# meat



## Maddie The Hedgehog (Jul 28, 2012)

are there any other meats that hedgehogs can eat besides chicken, tuna, and mealworms and crickets(if those count as meat?) etc. can they have turkey and is it ok to buy something freshly cut right out of the deli at the grocery store? and are they aloud to have hotdogs because recently i just thought of that and was wondering. i have the oscar mayer brand hotdogs, but i never fed them to my hedgie cus i didnt know but you can never be too careful when it comes to your little ones  and im very picky about what she eats especially if i dont know if its safe for her


----------



## Pawlove (Sep 16, 2010)

Not sure about other kind of meats, but I think as long they are well cooked (boiled, baked, etc., NOT fried) and unseasoned it's ok. 

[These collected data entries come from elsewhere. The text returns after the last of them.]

PR #1330, opened 2026-03-24
Fix: Single image/video attachment renders sharp tail corner when no caption

nuno-vieira:
### 🔗 Issue Links

[IOS-1518](https://linear.app/stream/issue/IOS-1518)

### 🎯 Goal

Single image/video attachments without a caption should render a sharp corner on the tail side (bottom-left for incoming, bottom-right for outgoing) to visually indicate the absence of a caption, matching the Figma design spec.

### 📝 Summary

- Add per-corner clipping support to `MessageMediaAttachmentContentView` via a new `corners: UIRectCorner?` parameter
- Detect single-media-without-caption in `MessageMediaAttachmentsContainerView` and apply bubble-matching corners with a border overlay
- Pass `isFirst` from the factory to the container so the sharp corner only applies to first-in-group messages
- Add 6 new snapshot tests covering outgoing/incoming, first/non-first in group, portrait orientation, video, and captioned variants
- Re-record 5 existing snapshot references affected by the corner change
- Update CHANGELOG

### 🧪 Manual Testing Notes

1. Send a single image without any text → the tail corner should be sharp
2. Send a single video without any text → same sharp tail corner
3. Send a single image with a caption → all corners should be uniformly rounded inside the bubble
4. Send multiple images → gallery cells should have uniform rounded corners
5. Verify both incoming and outgoing messages display the correct sharp corner side

### ☑️ Contributor Checklist

## Summary by CodeRabbit

* **Bug Fixes**
  * Single image and video attachments without captions now render with the correct sharp tail corners and matching border/stroke for a polished bubble appearance.

* **Tests**
  * Added snapshot tests covering single-media-without-caption scenarios (incoming/outgoing, first/non-first in group, multiple aspect ratios, and video).

* **Documentation**
  * Changelog updated to reflect the fix.


Sources/StreamChatSwiftUI/ChatMessageList/MessageMediaAttachmentsContainerView.swift
```diff
@@ -114,12 +119,54 @@ public struct MessageMediaAttachmentsContainerView<Factory: ViewFactory>: View {
...
     }
 
+    @ViewBuilder
     private func singleItemLayout(
         _ item: MediaAttachment,
         width: CGFloat,
         height: CGFloat
     ) -> some View {
-        mediaCell(item, width: width, height: height, index: 0)
+        if isSingleMediaWithoutCaption {
```
martinmitrevski: we shouldn't use if-else here, it's the same code. We should just pass the corners based on this bool.

nuno-vieira: Done

martinmitrevski (approved):

PR #1332, opened 2026-03-25
[v5] Fix direct message channel avatars and avatar factory methods

laevandus:
### 🔗 Issue Links

Fixes [IOS-1551](https://linear.app/stream/issue/IOS-1551/v5-channelavatar-direct-message-presentation)

### 🎯 Goal

- Show user avatar in 1:1 DMs with presence

### 📝 Summary

- Fix 1:1 DM avatars and show presence if the other party is online
- Use factory methods for creating avatars everywhere
- Make it easier to reconfigure presence indicators in view factories by exposing `indicator` argument
- Refactored tests for channel avatars

### 🎨 Showcase

| Before | After |
| ------ | ----- |
|  Before   |  After  |

### 🧪 Manual Testing Notes

1. 1:1 DMs show other participant's avatar and presence if online
2. 3 and more participant DMs show stacked avatars
3. Groups show always stacked avatars (if the channel does not have custom avatar set)

### ☑️ Contributor Checklist

## Summary by CodeRabbit

* **Bug Fixes**
  * Fixed rendering of avatars and presence indicators in 1:1 direct messages.

* **Refactor**
  * Standardized avatar rendering across the app to improve consistency and enable configurable avatar indicators and borders.


Sources/StreamChatSwiftUI/CommonViews/Avatars/ChannelAvatar.swift
```diff
@@ -26,22 +27,22 @@ public struct ChannelAvatar: View {
...
-    ///   - showsIndicator: A Boolean value that indicates whether to show the
-    ///     online status for direct message channels. Defaults to `false`.
+    ///   - indicator: The presence indicator to display (e.g. `.online`, `.none`).
     ///   - showsBorder: A Boolean value that indicates whether to show a circular
     ///     border around the avatar. Defaults to `true`.
     public init(
         channel: ChatChannel,
         size: CGFloat,
-        showsIndicator: Bool = false,
+        indicator: AvatarIndicator = .none,
```
laevandus, line 36: I changed it around because then it is more flexible to reconfigure presence logic when overriding avatar factory methods.

Sources/StreamChatSwiftUI/CommonViews/Avatars/ChannelAvatar.swift
```diff
@@ -60,6 +61,8 @@ public struct ChannelAvatar: View {
     ///     used for the stacked layout when `url` is `nil`.
     ///   - memberCount: The total number of members in the channel, used to
     ///     compute the overflow badge count.
+    ///   - directMessageChannel: A Boolean value that indicates whether the
```
nuno-vieira, line 64: Can't this be calculated from the `ChatChannel` that is already in this view? 🤔

StreamChatSwiftUITests/Tests/CommonViews/Avatars/ChannelAvatar_Tests.swift
```diff
@@ -12,179 +12,206 @@ import XCTest
...
+
         // Then
         AssertSnapshot(view, size: size)
     }
-    
+
     func test_channelAvatar_stackedPlaceholders_withOnlineIndicator() {
-        // Given — stacked layout with presence indicator
+        // Given — DM channel with online member shows indicator
+        let channel = mockGroupChannel(memberCount: 2, activeMembers: 2)
```
nuno-vieira, line 120: I think that  Group channel with 2 members, is different than a true DM channel with 2 members 🤔 Is the avatar supposed to look like the same in both scenarios? Or only in a true DM Channel?

Sources/StreamChatSwiftUI/CommonViews/Avatars/ChannelAvatar.swift
martinmitrevski: we don't keep the `ChatChannel` in the view (and we shouldn't). When the channel param is provided in the init, that's already like that in the other init above.

martinmitrevski (approved):

StreamChatSwiftUITests/Tests/CommonViews/Avatars/ChannelAvatar_Tests.swift
laevandus: Only true 1:1 DM channels get the large participant image, groups always use stacked ones.

PR #1349, opened 2026-03-31
Update deleted message design

nuno-vieira:
### 🔗 Issue Links

Fixes [IOS-1505](https://linear.app/stream/issue/IOS-1505/v5-qa-deleted-message-does-not-match-figma)

### 🎯 Goal

The deleted message UI did not match the Figma design. This PR updates the `DeletedMessageView` to match the design spec, including adding the nosign icon, using the correct text color, and showing the delivery status below deleted messages.

### 📝 Summary

- Add a "nosign" icon (16×16) before the "Message deleted" text in `DeletedMessageView`
- Use the standard message text color (`chatTextOutgoing`/`chatTextIncoming`) instead of `textLowEmphasis`
- Remove the "Only visible to you" footer from `DeletedMessageView` (delivery status is now handled by the parent container)
- Show delivery status (read indicator + timestamp) for deleted messages in `MessageContainerView`
- Update `textColor(for:)` helper to no longer special-case deleted messages

### 🛠 Implementation

- **`DeletedMessageView`**: Simplified the view to an `HStack` with the nosign SF Symbol and the placeholder text. Removed the `chatClient`, `images`, and `utils` dependencies since they are no longer needed. Uses design tokens (`tokens.spacingXxs`, `tokens.iconSizeSm`) for spacing and icon sizing.
- **`MessageContainerView`**: Removed the `!message.isDeleted` condition gating the delivery status view, so deleted messages now show read indicators and timestamps like regular messages.
- **`MessageListHelperViews`**: Removed the `isDeleted` branch in `textColor(for:)` that returned `textLowEmphasis`, so deleted messages render with the same text color as normal messages.

### 🧪 Manual Testing Notes

- Send a message, then delete it. The deleted message should display the nosign icon + "Message deleted" text in the standard text color, with the delivery status (checkmark + timestamp) visible below the bubble.
- Verify both outgoing and incoming deleted messages render correctly.

### ☑️ Contributor Checklist

## Summary by CodeRabbit

* **Bug Fixes**
  * Simplified deleted message appearance and consolidated styling.
  * Deleted messages now show delivery/read status when "show all info" is enabled.
  * Standardized text color handling for deleted messages.

* **Tests**
  * Added snapshot and updated delivery-status tests covering deleted-message behavior.

* **Changelog**
  * Added changelog entry summarizing the deleted-message design update.


Sources/StreamChatSwiftUI/ChatMessageList/DeletedMessageView.swift
```diff
@@ -7,59 +7,33 @@ import SwiftUI
...
     @Injected(\.colors) private var colors
-    @Injected(\.utils) private var utils
-
-    private var dateFormatter: DateFormatter {
-        utils.dateFormatter
-    }
-    
-    private var deletedMessageVisibility: ChatClientConfig.DeletedMessageVisibility {
-        chatClient.config.deletedMessagesVisibility
-    }
```
nuno-vieira, line 22: @martinmitrevski Do we want to keep supporting this? These have caused a lot of trouble in the past. Having deleted message logic client side only is very problematic since it can break pagination, etc... Soft deleting, Hard deleting, or deleting only for your self should be a backend feature

martinmitrevski (approved):

Sources/StreamChatSwiftUI/ChatMessageList/DeletedMessageView.swift
martinmitrevski: nope, we don't need this anymore

laevandus (approved):

PR #1359, opened 2026-04-02
Fix media gallery attachment not opening the correct item on first tap

nuno-vieira:
### 🔗 Issue Links

[IOS-1503](https://linear.app/stream/issue/IOS-1503/v5-qa-tapping-non-first-attachment-opens-the-first-attachment-instead)

### 🎯 Goal

Fix the bug where tapping on a non-first media attachment in a message always opens the first attachment on the initial tap.

### 📝 Summary

- Use `onChange(of: selectedIndex)` to trigger gallery presentation, ensuring the selected index is committed before `fullScreenCover` evaluates its content closure.
- Handle the edge case where the same index is tapped by directly toggling `galleryShown`.

### 🛠 Implementation

The root cause was a SwiftUI timing issue: setting `selectedIndex` and `galleryShown` in the same tap handler meant `fullScreenCover`'s content closure could evaluate before SwiftUI committed the new `selectedIndex`, resulting in the default value of `0` being used on the first tap.

The fix separates the state update from the presentation trigger by using `onChange(of: selectedIndex)` to set `galleryShown = true` only after SwiftUI has committed the new index value. For the edge case where the user taps the already-selected index, `galleryShown` is set directly since no index change is needed.

### 🧪 Manual Testing Notes

1. Open a channel with messages containing multiple media attachments.
2. Tap on the second, third, or any non-first attachment.
3. Verify the media viewer opens on the correct attachment on the first tap.
4. Dismiss and tap another attachment to confirm consistent behavior.

### ☑️ Contributor Checklist

## Release Notes

* **Bug Fixes**
  * Fixed an issue where tapping a non-first media attachment would incorrectly open the first item instead of the selected attachment.


Sources/StreamChatSwiftUI/ChatMessageList/MessageMediaAttachmentsContainerView.swift
```diff
@@ -80,9 +80,10 @@ public struct MessageMediaAttachmentsContainerView<Factory: ViewFactory>: View {
 
     public var body: some View {
         galleryGrid
-            .fullScreenCover(isPresented: $galleryShown, onDismiss: {
-                selectedIndex = 0
-            }) {
+            .onChange(of: selectedIndex) { _ in
+                galleryShown = true
```
martinmitrevski, line 84: hmm, is this safe? If it changes from some value to `nil`, this would be triggered again. We should do a nil check comparison.

nuno-vieira: What do you mean? SelectedIndex can't be nil

martinmitrevski: ah ok, nvm, I thought it's another view

martinmitrevski (approved):

PR #1374, opened 2026-04-06
Fix scrolling long messages in reactions overlay

martinmitrevski:
### 🔗 Issue Links

Resolves https://linear.app/stream/issue/IOS-1583/v5-fix-scrolling-long-messages-in-reactions-overlay.

### 🎯 Goal

### 📝 Summary

### 🛠 Implementation

### 🎨 Showcase

| Before | After |
| ------ | ----- |
|  img   |  img  |

### 🧪 Manual Testing Notes

### ☑️ Contributor Checklist

## Summary by CodeRabbit

* **Bug Fixes**
  * Improved interaction handling for message previews in scroll-view-based layouts, allowing users to tap and interact with messages that were previously unresponsive.


Sources/StreamChatSwiftUI/ChatMessageList/MessageItemView.swift
```diff
@@ -107,7 +107,7 @@ public struct MessageItemView<Factory: ViewFactory>: View {
                     }
                 )
                 .contentShape(Rectangle())
-                .allowsHitTesting(!shownAsPreview)
+                .allowsHitTesting(!shownAsPreview || (messageViewModel.usesScrollView))
```
nuno-vieira, line 110: The problem here is that the space between the reactions and messages will still not close the reactions. Are we fine with this?

martinmitrevski: yes, it's fine for this case

laevandus: There is another side-effect which is download buttons, reactions etc work when message is long, but does not for messages not using scroll view. At some point we should implement the latest design where long messages go underneath message actions and are clipped if very long (that was added after I touched this view so it has the old scroll view behaviour).

But yeah, I guess for non beta release this fix is OK and later we should apply the very latest design update.

nuno-vieira (approved):

PR #1376, opened 2026-04-06
Fix view button in a thread not working the first time

martinmitrevski:
### 🔗 Issue Links

Resolves https://linear.app/stream/issue/IOS-1585/v5-fix-view-button-in-a-thread-not-working-the-first-time.

### 🎯 Goal

### 📝 Summary

### 🛠 Implementation

### 🎨 Showcase

| Before | After |
| ------ | ----- |
|  img   |  img  |

### 🧪 Manual Testing Notes

### ☑️ Contributor Checklist

## Summary by CodeRabbit

* **Bug Fixes**
  * Fixed navigation behavior where jumping to a message in a channel would unexpectedly open associated threads. Messages now display correctly without triggering automatic thread navigation.


Sources/StreamChatSwiftUI/ChatChannel/ChatChannelViewModel.swift
```diff
@@ -265,8 +265,15 @@ import SwiftUI
...
+        let wasInThread = threadMessageShown
         threadMessageShown = false
-        _ = jumpToMessage(messageId: messageId)
+        if wasInThread {
+            DispatchQueue.main.asyncAfter(deadline: .now() + 0.5) { [weak self] in
+                _ = self?.jumpToMessage(messageId: messageId)
+            }
+        } else {
+            _ = jumpToMessage(messageId: messageId)
+        }
```
laevandus: I briefly looked into this as well and seems like the alternative is to change `jumpToMessage`:
```
let message = channelController.dataStore.message(id: baseId)
                if let parentMessageId = message?.parentMessageId, !isMessageThread {
                    let parentMessage = channelController.dataStore.message(id: parentMessageId)
                    threadMessage = parentMessage
                    threadMessageShown = true
                    messageCachingUtils.jumpToReplyId = message?.messageId
                    return false
                }
```
Here the `baseId` is the message sent to the channel. Issue is that here jumping destination is changed to its parent message although we really want to jump to the id specified by the `baseId`.
And this code path is getting hit only because `self.messages` are not including the message which was just posted to the channel. Ideally we should hit the `loadPageAroundMessageId` a little bit later in that function.

I am not sure when this flow stopped working because when I added it, it did not have this problem. I guess we changed some configs, not sure.

I wonder if this fix works if I jump to a really old message first.

martinmitrevski: yes, this solution is better, updated it

nuno-vieira (approved):

PR #1369, opened 2026-04-06
Fix file attachments border

martinmitrevski:
### 🔗 Issue Links

Resolves https://linear.app/stream/issue/IOS-1580/v5-fix-file-attachments-border.

### 🎯 Goal

_Describe why we are making this change._

### 📝 Summary

_Provide bullet points with the most important changes in the codebase._

### 🛠 Implementation

_Provide a detailed description of the implementation and explain your decisions if you find them relevant._

### 🎨 Showcase

_Add relevant screenshots and/or videos/gifs to easily see what this PR changes, if applicable._

| Before | After |
| ------ | ----- |
|  img   |  img  |

### 🧪 Manual Testing Notes

_Explain how this change can be tested manually, if applicable._

### ☑️ Contributor Checklist

- [ ] I have signed the [Stream CLA](https://docs.google.com/forms/d/e/1FAIpQLScFKsKkAJI7mhCr7K9rEIOpqIDThrWxuvxnwUq2XkHyG154vQ/viewform) (required)
- [x] This change should be manually QAed
- [ ] Changelog is updated with client-facing changes
- [ ] Changelog is updated with new localization keys
- [ ] New code is covered by unit tests
- [ ] Documentation has been updated in the `docs-content` repo

## Summary by CodeRabbit

* **Style**
  * Improved file attachment visuals: attachments render with consistent rounded corners that respect message alignment and layout direction.
  * Updated attachment borders and clipping for a cleaner, more consistent appearance across message lists.
  * Enhanced behavior for first attachments in messages to ensure correct border and corner rendering when messages contain a single attachment or no text.

PR #1388, opened 2026-04-07
Fix voice recording attachment container when quoting a message

nuno-vieira:
### 🔗 Issue Links

[IOS-1590](https://linear.app/stream/issue/IOS-1590/v5-voice-message-quoted-reply-wrong-design)

### 🎯 Goal

Fix the voice recording attachment layout when the message is a quoted reply without a text caption. Per the design spec, the voice player should render flat inside the message bubble without its own container (background + border).

### 📝 Summary

- Add a `VoiceRecordingContainerModifier` to `MessageAttachmentsBubbleConfiguration` that conditionally applies the attachment container styling (padding, background, and rounded border).
- When the voice recording is a quoted reply without a text caption, the container is omitted so the player sits flat inside the message bubble.
- Add snapshot tests covering voice recording as a quoted reply (with and without text caption), for both incoming and outgoing messages.

### 🛠 Implementation

A new `VoiceRecordingContainerModifier` `ViewModifier` is nested inside `MessageAttachmentsBubbleConfiguration`. It checks whether the message has a `quotedMessage` and an empty `text` — if both are true, it skips the background and rounded border, letting the player blend into the parent bubble. Otherwise it applies the existing container styling (padding + background color + rounded border). `VoiceRecordingContainerView` now uses this modifier instead of applying the styling directly.

### 🧪 Manual Testing Notes

1. Send a voice recording as a reply to another message (no text caption) — the voice player should appear without a separate container.
2. Send a voice recording as a reply with a text caption — the voice player should still show its container.
3. Send a standalone voice recording (no reply, no text) — should render as before.

### ☑️ Contributor Checklist

## Summary by CodeRabbit

* **Bug Fixes**
  * Fixed rendering/styling of voice recording attachment containers when quoting a message so they display consistently (padding, background, and rounded border applied only when appropriate).

* **Tests**
  * Added snapshot tests covering voice recording messages with quoted replies for both sender directions and with/without quoted text.


StreamChatSwiftUITests/Tests/ChatChannel/__Snapshots__/MessageView_Tests/test_messageViewVoiceRecordingFromMe_snapshot.default-light.png
martinmitrevski, line 1: hmm, the border here is not right (see the bottom right corner). We had a similar issue with the file attachments here: https://github.com/GetStream/stream-chat-swiftui/pull/1369. Maybe good to apply the same fix.

martinmitrevski (approved):
LGTM for the container, just check the border

StreamChatSwiftUITests/Tests/ChatChannel/__Snapshots__/MessageView_Tests/test_messageViewVoiceRecordingFromMe_snapshot.default-light.png
nuno-vieira: Done ✅ I've also extracted a modifer to share the logic

PR #1400, opened 2026-04-09
Remove MessageViewModel environment workaround for translated text

laevandus:
### 🔗 Issue Links

Fixes [IOS-1022](https://linear.app/stream/issue/IOS-1022/v5-swiftui-swiftui-get-rid-of-the-environment-workaround)

### 🎯 Goal

Fixes the environment workaround for making translated text working

### 📝 Summary

### 🎨 Showcase

| Before | After |
| ------ | ----- |
|  img   |  img  |

### 🧪 Manual Testing Notes

Test various flows with translated text. Editing, toggling show/hide original text.

### ☑️ Contributor Checklist


Sources/StreamChatSwiftUI/ChatMessageList/MessageView.swift
```diff
@@ -16,17 +16,20 @@ public struct MessageView<Factory: ViewFactory>: View {
     public var message: ChatMessage
     public var contentWidth: CGFloat
     public var isFirst: Bool
+    public let text: String
```
nuno-vieira: Maybe we can rename to messageText? Or messageTextContent?

martinmitrevski (commented):
I find it a bit confusing API wise to pass both message (which has message.text) and a text property. Maybe we can explore other options?

Sources/StreamChatSwiftUI/ChatMessageList/MessageView.swift
martinmitrevski: I think having this extra property is confusing, we should explore other options

nuno-vieira: The only possible option is to pass the view model in the constructor, there aren't many options here 🤔

laevandus: I gonna try to explore more ideas.
Other best idea I had was to go full attributed string here so view model creates it, we pass it down to other views. API wise better since it gives better understanding why we have this special argument for text when we also pass down message. Also we could get rid of the LinkDetectionTextView all together and make the text rendering more dumber. Only issue is that AttributedString is iOS 15 so a tiny wrapper must be used for avoiding converting AttributedString to NSAttributedString and then back (Text wants AttributedString). I can think about this approach instead.

martinmitrevski: Link detection text view had some logic around opening links from markdown, that some customers used. I wouldn't delete that tbh. 
Anyway, both options work for me.

PR #1408, opened 2026-04-10
Redesign attachment uploading and error states

nuno-vieira:
### 🔗 Issue Links

[IOS-1610](https://linear.app/stream/issue/IOS-1610/v5-qa-attachments-missing-new-error-and-loading-states)

### 🎯 Goal

Redesign the uploading progress and error state indicators for media and file attachments to match the updated Figma design system specs.

### 📝 Summary

- Replace the old percentage progress overlay with a new `LoadingSpinnerView` that supports both indeterminate (loading) and determinate (upload progress) modes
- Add a `RetryBadgeView` for upload and thumbnail load failures on media attachments, with tap-to-retry support
- Show inline upload progress (spinner + byte count) and failure state (warning icon + retry link) for file attachments inside `FileAttachmentDisplayView`
- Remove `PercentageProgressView` and `AttachmentDownloadingStateView` (no longer used)
- Stop shimmer animation when a media thumbnail fails to load

### 🛠 Implementation

**LoadingSpinnerView** now accepts an optional `progress: Double?`. When `nil`, it renders the existing indeterminate spinning animation. When set, it draws a determinate arc proportional to the value (0–1). Predefined sizes include a new `.medium` (24pt) tier.

**RetryBadgeView** is a new 32×32 red circular badge with a white border and a retry icon, shown when an upload or thumbnail load fails. Tapping it on media attachments retries the thumbnail load; tapping it on file attachments triggers `resendMessage()`.

**MessageMediaAttachmentContentView** was refactored to manage overlay states internally — the `withUploadingStateIndicator` modifier is no longer applied at the container level for media. The video play icon is now hidden during uploads and errors. A loading-error overlay stops the shimmer and shows the retry badge.

**FileAttachmentDisplayView** was extended with optional `uploadingState` and `onRetry` parameters so the same view handles the normal, uploading, and failed layouts without duplicating the file row structure. `FileAttachmentView` delegates to it, passing upload state and a retry closure.

### 🧪 Manual Testing Notes

- Send a message with image/video/file attachments on a slow or failing network
- Verify the spinner shows determinate progress during upload
- Simulate upload failure and confirm the retry badge appears; tap to retry
- Verify file attachments show inline progress text and "Retry upload" link on failure

### ☑️ Contributor Checklist

## Summary by CodeRabbit

* **New Features**
  * Added inline upload progress and retry functionality for file attachments
  * Introduced retry badge for failed uploads

* **Improvements**
  * Redesigned attachment uploading progress and error state indicators

* **Localization**
  * Added new strings for upload status messages


Sources/StreamChatSwiftUI/ChatMessageList/FileAttachmentView.swift
```diff
@@ -72,26 +68,37 @@ public struct FileAttachmentView: View {
...
         .sheet(isPresented: $fullScreenShown) {
             FileAttachmentPreview(attachment: attachment)
         }
         .accessibilityIdentifier("FileAttachmentView")
     }
+
+    private func retryUpload() {
+        let messageId = attachment.id.messageId
+        let cid = attachment.id.cid
+        let controller = chatClient.messageController(cid: cid, messageId: messageId)
```
martinmitrevski, line 99: hmm, is this ideal here? Shall we move it to the VM via the options?

Sources/StreamChatSwiftUI/ChatMessageList/MessageMediaAttachmentsContainerView.swift
```diff
@@ -267,9 +268,16 @@ public struct MessageMediaAttachmentsContainerView<Factory: ViewFactory>: View {
             height: height,
             cornerRadius: effectiveRadius,
             corners: effectiveCorners,
-            isOutgoing: message.isSentByCurrentUser
+            isOutgoing: message.isSentByCurrentUser,
+            onUploadRetry: item.uploadingState?.state == .uploadingFailed ? { [message, chatClient] in
+                guard let cid = message.cid else { return }
+                let controller = chatClient.messageController(
```
martinmitrevski, line 274: similarly here, we can have one method in the vm doing this

martinmitrevski (approved):
LGTM ✅  I would just move the resend logic to the vm

Sources/StreamChatSwiftUI/ChatMessageList/FileAttachmentView.swift
nuno-vieira: We don't have any view model here. I can set it up, but I'm not sure what additional changes will be required

Sources/StreamChatSwiftUI/ChatMessageList/MessageMediaAttachmentsContainerView.swift
nuno-vieira: Same here, there is no view model on this view, so we need to pass an existing one or create one for this.

I think we can do it later if we think it is worth it and customers request it

Sources/StreamChatSwiftUI/ChatMessageList/FileAttachmentView.swift
martinmitrevski: no, that's not what I meant. Just put it a handler onRetry or similar in the FileAttachmentViewOptions, and the factory method will pass the view model resend method. So just the method, not the whole VM - that will slow things down a lot.

Sources/StreamChatSwiftUI/ChatMessageList/MessageMediaAttachmentsContainerView.swift
martinmitrevski: anyway, if it's a lot of changes, ignore it

nuno-vieira: I've tried to change this, but TBH I prefer the current solution for now. Without a proper view model, it will just forward the action to the factory, which is not good. The factory should just create things, not do actions

PR #1428, opened 2026-04-20
Debounce SwiftUI Demo app user search to match UIKit demo app

testableapple:
### 🔗 Issue Links

Resolve https://linear.app/stream/issue/IOS-1262

### 🎯 Goal

Stop intermittent **“Error loading the users”** in the SwiftUI demo when searching for people to chat with / add to a group. Behavior should match the UIKit demo’s search pattern.

### 📝 Summary

- Debounce user search in **`NewChatViewModel`** and **`CreateGroupViewModel`** with **1000 ms** delay, matching **`CreateChatViewController`** / **`CreateGroupViewController`** in stream-chat-swift.
- Keep the **initial** `search(term: nil)` **immediate** on screen load (same as UIKit `viewDidLoad`).
- Add a **request generation** guard so completions from superseded searches don’t flip UI state.
- **`NewChatViewModel`**: after a successful fetch, use **`.noUsers`** when the result list is empty (aligned with UIKit empty state).

### 🛠 Implementation

SwiftUI was calling `ChatUserSearchController.search(term:)` on **every keystroke** via `searchText`’s `didSet`, while the UIKit demo batches changes with `DispatchWorkItem` and `asyncAfter(..., 1 second)`. That difference likely overloaded the backend (including repeated work for the default user-list query, which sorts by name in the SDK’s `UserListQuery.search(term:)`).

### 🧪 Manual Testing Notes

1. Run **DemoAppSwiftUI**, open **New Chat**.
2. Type quickly in the user search field: expect **spinner**, then results after ~1 s idle; no steady **“Error loading the users”** under normal backend load.
3. Open **Create a group** → **Add group members**, repeat search typing.
4. Confirm first load still shows users without an extra 1 s wait before the first request.

## Summary by CodeRabbit

* **Bug Fixes**
  * Made user search in New Chat and Create Group more reliable by preventing stale results from replacing newer ones.
  * Added debounce to searches to reduce unnecessary requests and improve responsiveness while typing.
  * Improved loading and empty/error states so search feedback and initial user list behave more predictably.

### DIFF
--- a/DemoAppSwiftUI/ChannelHeader/NewChatViewModel.swift
+++ b/DemoAppSwiftUI/ChannelHeader/NewChatViewModel.swift
@@ -2,6 +2,7 @@
 // Copyright © 2026 Stream.io Inc. All rights reserved.
 //
 
+import Dispatch
 import StreamChat
 import StreamChatCommonUI
 import StreamChatSwiftUI
@@ -12,7 +13,7 @@ import SwiftUI
 
     @Published var searchText: String = "" {
         didSet {
-            searchUsers(with: searchText)
+            scheduleDebouncedUserSearch()
         }
     }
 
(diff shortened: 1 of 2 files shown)


martinmitrevski (approved):
might've been easier to use Combine's debounce, but this is also fine with me

DemoAppSwiftUI/ChannelHeader/NewChatViewModel.swift
```diff
@@ -49,11 +50,16 @@ import SwiftUI
     private lazy var searchController: ChatUserSearchController = chatClient.userSearchController()
     private let lastSeenDateFormatter = DateUtils.timeAgo
 
+    /// Matches UIKit demo `CreateChatViewController.throttleTime` / `CreateGroupViewController.throttleTime`.
+    private let userSearchDebounceMilliseconds = 1000
+    private var userSearchDebounceWorkItem: DispatchWorkItem?
+    private var userSearchRequestGeneration: UInt64 = 0
```
laevandus, line 56: One improvement could be checking if the search term changed or not before starting the search request. At the moment if I tap on the search field, it goes into loading state although nothing has changed (I did not type anything).

testableapple: A bit more code changes that i'd imagine, but i think i did what you requested. Please check out the last commit.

And hot dogs and other processed meats are no-no. Too much preservatives and seasoning.


----------



## Maddie The Hedgehog (Jul 28, 2012)

thanks!  im just picky about what she eats if i dont know if its safe for her then i wont feed it to her.


----------



## Lilysmommy (Jan 7, 2009)

I'm not sure about deli meat - I think even with that kind it has more preservatives and sodium added to make it last longer? But if you could buy some frozen turkey, chicken, whatever, then boil or bake it plain, that'd be best. I know some people are big seafood eaters and have found their hogs like a variety of seafood besides tuna - crab, shrimp, etc.


----------



## LizardGirl (Aug 25, 2008)

Virtually all meats that you would eat that are not heavily salted/seasoned and are fully cooked are fine to offer. Like aconite-pawlove said, hot dogs and processed meats, as well as any sliced lunch meats are no good and shouldn't be fed.


----------



## Maddie The Hedgehog (Jul 28, 2012)

thanks for your help guys!  i appreciate it


----------



## Viki (Jul 10, 2012)

I won't eat hotdogs or deli meat because of how processed and high in sodium they are so I wouldn't feed that to my hedgehog. However Willow loves ground beef more then anything. I cook it with the beef I am eating but when it's time for seasoning her portion comes out and gets dabbed off in a paper tower to get any extra grease off.


----------



## HenriettaTheHedgie (Mar 22, 2018)

Henrietta just tried cooked ground beef and gobbled it up. I was making chilli and cooked some extra lean ground beef in a separate pan with no oil/seasoning. I agree with everyone else's comments on no salt/fat/spice.


----------



## nikki (Aug 28, 2008)

Please check the date on a thread before posting on it. This one is 6 years old.


----------



## Nannaboo57 (Oct 17, 2017)

Bella , loves chicken baby food...


----------



## nikki (Aug 28, 2008)

Please check the date on threads before posting and don't post on old threads, this one is 6 years old.


----------